TASK GOAL:
In the records below, find the line containing "is 2000px wide." and the line containing "Works as a charm :)"; please repeat exactly the lines from one to the other, both included, and nothing more.

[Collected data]
-.-.-

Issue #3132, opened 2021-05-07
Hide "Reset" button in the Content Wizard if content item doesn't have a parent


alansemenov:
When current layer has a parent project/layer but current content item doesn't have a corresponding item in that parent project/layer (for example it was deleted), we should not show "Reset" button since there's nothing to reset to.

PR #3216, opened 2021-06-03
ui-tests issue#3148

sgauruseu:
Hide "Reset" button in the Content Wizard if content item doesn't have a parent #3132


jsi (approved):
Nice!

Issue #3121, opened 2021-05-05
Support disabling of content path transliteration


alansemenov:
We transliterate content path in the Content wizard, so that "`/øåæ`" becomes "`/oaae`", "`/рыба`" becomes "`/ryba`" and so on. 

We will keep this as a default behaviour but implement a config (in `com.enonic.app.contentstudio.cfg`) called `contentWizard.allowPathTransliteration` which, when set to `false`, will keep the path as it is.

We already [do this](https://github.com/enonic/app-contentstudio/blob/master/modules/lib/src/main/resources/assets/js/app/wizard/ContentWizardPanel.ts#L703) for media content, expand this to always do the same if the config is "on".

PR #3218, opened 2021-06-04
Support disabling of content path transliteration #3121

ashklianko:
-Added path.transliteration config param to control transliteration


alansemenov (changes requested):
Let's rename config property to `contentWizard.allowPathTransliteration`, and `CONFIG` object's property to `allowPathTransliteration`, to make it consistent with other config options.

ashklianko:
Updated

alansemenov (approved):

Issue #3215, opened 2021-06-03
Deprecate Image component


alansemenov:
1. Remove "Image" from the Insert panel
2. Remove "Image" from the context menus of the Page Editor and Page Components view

-.-.-

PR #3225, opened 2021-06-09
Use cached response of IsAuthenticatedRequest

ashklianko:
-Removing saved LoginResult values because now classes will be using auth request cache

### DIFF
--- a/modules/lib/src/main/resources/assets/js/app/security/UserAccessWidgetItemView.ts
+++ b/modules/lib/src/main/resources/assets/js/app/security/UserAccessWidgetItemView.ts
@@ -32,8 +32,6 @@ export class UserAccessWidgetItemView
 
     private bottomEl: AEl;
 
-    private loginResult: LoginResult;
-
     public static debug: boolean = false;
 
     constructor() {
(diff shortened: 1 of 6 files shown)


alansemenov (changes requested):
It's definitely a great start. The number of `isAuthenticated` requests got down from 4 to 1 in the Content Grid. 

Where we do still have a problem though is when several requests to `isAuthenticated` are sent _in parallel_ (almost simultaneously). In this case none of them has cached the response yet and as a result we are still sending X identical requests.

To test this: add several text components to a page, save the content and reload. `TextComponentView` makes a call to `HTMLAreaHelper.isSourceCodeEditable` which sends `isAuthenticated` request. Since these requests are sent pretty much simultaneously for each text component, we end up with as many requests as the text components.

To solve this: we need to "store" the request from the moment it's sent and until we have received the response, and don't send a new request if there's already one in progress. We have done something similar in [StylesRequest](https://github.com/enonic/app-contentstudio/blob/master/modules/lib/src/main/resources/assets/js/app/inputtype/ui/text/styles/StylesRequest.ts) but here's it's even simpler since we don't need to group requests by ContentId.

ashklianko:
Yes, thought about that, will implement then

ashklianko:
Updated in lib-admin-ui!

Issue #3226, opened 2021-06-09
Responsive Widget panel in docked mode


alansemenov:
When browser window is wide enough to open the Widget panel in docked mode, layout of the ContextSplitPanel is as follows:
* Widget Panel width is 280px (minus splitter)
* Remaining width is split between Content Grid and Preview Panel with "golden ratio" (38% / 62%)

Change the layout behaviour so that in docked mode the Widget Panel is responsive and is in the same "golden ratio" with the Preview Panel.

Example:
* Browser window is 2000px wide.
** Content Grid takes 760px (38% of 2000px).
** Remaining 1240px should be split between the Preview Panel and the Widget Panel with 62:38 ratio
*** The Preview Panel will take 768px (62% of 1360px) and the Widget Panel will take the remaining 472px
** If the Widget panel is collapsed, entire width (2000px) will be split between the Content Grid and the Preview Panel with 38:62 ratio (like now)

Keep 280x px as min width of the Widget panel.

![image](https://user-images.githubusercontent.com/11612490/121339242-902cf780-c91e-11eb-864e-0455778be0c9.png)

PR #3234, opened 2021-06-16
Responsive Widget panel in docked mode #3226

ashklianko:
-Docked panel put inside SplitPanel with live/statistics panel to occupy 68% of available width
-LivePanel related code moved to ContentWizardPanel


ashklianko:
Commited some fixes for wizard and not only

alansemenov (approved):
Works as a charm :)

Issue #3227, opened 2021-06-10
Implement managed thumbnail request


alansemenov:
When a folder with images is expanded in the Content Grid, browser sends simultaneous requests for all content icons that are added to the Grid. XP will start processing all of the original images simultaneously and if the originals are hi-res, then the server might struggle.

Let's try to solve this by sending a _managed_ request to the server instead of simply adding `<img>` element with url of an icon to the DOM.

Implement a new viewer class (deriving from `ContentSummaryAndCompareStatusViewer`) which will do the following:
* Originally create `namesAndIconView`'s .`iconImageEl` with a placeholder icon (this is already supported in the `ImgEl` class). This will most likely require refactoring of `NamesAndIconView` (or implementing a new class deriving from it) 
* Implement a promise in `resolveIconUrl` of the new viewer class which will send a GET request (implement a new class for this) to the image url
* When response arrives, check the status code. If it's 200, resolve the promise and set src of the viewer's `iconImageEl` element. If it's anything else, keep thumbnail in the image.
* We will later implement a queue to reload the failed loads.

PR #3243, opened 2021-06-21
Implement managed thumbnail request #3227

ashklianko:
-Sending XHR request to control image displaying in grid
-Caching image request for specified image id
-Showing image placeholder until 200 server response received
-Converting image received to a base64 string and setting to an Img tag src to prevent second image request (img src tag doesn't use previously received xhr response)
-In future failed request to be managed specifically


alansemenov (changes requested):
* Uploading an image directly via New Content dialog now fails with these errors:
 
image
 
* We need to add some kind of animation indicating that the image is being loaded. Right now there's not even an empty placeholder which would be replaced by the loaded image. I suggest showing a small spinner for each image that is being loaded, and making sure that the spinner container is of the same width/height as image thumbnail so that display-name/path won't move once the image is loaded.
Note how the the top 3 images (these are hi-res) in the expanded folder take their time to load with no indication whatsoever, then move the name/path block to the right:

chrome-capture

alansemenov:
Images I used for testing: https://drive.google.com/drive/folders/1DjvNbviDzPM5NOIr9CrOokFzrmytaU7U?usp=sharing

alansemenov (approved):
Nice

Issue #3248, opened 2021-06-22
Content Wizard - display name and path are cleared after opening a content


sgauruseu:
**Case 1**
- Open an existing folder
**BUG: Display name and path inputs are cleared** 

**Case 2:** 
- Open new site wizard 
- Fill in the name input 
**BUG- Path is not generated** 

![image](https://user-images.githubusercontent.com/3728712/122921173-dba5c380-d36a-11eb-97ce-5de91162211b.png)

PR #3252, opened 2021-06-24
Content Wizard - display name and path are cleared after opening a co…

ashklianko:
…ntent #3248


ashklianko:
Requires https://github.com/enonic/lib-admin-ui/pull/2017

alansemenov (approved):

-.-.-

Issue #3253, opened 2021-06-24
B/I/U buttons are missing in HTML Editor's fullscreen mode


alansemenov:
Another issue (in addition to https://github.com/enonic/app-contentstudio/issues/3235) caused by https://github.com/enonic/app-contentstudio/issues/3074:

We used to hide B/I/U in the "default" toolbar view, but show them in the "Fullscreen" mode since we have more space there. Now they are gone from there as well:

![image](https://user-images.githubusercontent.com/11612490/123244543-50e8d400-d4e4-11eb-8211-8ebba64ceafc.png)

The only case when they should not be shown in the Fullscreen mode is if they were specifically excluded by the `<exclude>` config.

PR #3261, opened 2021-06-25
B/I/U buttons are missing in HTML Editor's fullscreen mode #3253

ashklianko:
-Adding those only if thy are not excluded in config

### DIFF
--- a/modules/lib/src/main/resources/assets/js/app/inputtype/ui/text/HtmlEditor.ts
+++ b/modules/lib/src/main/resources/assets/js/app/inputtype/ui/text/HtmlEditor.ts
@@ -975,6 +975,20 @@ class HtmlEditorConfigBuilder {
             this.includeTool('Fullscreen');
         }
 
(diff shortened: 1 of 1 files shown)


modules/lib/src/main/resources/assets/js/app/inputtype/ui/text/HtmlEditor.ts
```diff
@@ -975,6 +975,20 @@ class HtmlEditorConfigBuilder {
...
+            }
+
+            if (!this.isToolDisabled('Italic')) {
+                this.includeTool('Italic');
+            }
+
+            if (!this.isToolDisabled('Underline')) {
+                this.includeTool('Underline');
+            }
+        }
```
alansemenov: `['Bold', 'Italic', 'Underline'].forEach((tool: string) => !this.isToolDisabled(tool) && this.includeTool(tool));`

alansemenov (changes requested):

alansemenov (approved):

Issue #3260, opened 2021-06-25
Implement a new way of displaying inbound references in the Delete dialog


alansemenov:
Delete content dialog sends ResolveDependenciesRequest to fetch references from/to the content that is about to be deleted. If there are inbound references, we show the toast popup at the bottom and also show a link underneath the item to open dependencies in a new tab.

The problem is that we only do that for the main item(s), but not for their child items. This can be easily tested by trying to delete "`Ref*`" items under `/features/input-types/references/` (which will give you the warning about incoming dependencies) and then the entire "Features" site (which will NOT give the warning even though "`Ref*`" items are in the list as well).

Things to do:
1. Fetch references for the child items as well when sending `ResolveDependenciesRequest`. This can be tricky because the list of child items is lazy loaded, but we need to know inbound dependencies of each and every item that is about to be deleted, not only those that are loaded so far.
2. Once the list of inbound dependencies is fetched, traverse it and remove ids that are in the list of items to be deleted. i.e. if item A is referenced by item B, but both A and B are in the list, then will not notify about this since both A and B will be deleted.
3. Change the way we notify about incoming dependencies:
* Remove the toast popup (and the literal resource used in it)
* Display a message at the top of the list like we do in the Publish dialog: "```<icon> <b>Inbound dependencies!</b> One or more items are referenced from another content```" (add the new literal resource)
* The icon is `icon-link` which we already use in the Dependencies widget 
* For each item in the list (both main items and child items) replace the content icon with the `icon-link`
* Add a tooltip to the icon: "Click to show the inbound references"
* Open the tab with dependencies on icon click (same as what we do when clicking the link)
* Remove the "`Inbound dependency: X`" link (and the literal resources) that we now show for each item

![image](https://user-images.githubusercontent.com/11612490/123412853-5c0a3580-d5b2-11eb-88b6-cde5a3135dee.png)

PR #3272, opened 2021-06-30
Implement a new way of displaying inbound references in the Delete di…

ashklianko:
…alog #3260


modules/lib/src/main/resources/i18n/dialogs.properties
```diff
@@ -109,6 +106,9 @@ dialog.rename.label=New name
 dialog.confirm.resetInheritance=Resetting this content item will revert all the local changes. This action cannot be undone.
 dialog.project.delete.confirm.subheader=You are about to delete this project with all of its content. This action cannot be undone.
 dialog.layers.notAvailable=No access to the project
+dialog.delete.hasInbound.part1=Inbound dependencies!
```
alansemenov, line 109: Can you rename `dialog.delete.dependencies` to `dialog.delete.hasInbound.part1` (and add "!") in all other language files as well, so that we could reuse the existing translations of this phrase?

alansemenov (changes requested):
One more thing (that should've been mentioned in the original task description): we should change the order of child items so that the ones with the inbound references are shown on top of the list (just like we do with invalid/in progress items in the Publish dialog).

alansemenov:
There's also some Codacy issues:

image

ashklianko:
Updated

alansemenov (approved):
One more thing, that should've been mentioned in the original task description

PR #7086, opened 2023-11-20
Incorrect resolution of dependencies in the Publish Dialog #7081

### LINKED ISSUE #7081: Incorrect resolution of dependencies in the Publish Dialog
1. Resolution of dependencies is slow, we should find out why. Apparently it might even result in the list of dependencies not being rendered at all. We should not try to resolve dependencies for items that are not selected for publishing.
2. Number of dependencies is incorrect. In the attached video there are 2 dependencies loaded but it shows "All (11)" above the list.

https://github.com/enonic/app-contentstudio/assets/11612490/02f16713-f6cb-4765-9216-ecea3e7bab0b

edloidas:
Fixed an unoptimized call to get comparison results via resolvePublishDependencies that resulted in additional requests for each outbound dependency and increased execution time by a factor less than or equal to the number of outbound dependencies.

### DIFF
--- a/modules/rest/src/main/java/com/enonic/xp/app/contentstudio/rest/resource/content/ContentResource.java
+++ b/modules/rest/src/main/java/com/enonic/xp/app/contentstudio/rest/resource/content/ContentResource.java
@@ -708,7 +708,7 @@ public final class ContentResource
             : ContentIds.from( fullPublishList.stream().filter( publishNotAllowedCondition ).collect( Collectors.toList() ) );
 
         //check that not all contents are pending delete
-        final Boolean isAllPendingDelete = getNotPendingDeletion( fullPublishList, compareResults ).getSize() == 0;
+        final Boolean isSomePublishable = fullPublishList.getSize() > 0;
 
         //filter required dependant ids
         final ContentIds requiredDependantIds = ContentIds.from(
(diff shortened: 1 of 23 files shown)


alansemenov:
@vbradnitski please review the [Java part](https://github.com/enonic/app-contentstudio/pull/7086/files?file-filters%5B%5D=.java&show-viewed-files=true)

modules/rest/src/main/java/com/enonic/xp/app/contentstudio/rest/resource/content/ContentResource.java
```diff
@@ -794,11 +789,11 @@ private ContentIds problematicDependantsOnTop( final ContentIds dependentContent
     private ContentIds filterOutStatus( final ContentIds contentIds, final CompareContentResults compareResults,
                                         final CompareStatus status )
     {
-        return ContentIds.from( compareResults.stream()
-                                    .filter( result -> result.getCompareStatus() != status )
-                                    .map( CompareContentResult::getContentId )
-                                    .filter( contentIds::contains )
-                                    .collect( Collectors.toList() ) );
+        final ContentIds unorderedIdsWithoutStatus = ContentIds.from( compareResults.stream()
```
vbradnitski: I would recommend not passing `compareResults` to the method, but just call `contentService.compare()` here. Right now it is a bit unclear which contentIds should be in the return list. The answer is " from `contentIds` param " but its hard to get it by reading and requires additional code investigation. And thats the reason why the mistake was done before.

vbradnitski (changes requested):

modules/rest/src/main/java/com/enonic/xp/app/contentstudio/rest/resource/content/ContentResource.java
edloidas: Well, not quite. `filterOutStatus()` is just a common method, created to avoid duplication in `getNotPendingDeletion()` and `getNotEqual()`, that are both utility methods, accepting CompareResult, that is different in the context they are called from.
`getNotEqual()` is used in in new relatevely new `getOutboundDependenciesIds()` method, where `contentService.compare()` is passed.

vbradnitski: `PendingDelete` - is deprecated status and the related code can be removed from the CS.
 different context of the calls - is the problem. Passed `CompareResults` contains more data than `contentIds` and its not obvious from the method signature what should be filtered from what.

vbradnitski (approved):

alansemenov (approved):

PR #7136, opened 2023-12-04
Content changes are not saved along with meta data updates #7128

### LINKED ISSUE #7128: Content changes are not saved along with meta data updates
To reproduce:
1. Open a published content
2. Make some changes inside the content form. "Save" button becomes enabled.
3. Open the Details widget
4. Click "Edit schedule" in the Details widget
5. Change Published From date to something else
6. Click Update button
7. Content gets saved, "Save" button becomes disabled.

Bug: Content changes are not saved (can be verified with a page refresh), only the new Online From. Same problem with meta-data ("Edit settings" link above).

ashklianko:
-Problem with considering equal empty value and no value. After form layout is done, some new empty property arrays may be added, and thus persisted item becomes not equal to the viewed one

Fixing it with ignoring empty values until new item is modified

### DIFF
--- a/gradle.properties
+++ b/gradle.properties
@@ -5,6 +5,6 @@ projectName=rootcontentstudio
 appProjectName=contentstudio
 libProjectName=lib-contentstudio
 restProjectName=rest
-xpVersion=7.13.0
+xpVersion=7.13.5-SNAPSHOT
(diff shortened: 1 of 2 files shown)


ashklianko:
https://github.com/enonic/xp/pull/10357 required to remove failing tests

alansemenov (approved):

-.-.-

SOLVED PROBLEM:
* Browser window is 2000px wide.
** Content Grid takes 760px (38% of 2000px).
** Remaining 1240px should be split between the Preview Panel and the Widget Panel with 62:38 ratio
*** The Preview Panel will take 768px (62% of 1360px) and the Widget Panel will take the remaining 472px
** If the Widget panel is collapsed, entire width (2000px) will be split between the Content Grid and the Preview Panel with 38:62 ratio (like now)

Keep 280x px as min width of the Widget panel.

![image](https://user-images.githubusercontent.com/11612490/121339242-902cf780-c91e-11eb-864e-0455778be0c9.png)

PR #3234, opened 2021-06-16
Responsive Widget panel in docked mode #3226

ashklianko:
-Docked panel put inside SplitPanel with live/statistics panel to occupy 68% of available width
-LivePanel related code moved to ContentWizardPanel


ashklianko:
Commited some fixes for wizard and not only

alansemenov (approved):
Works as a charm :)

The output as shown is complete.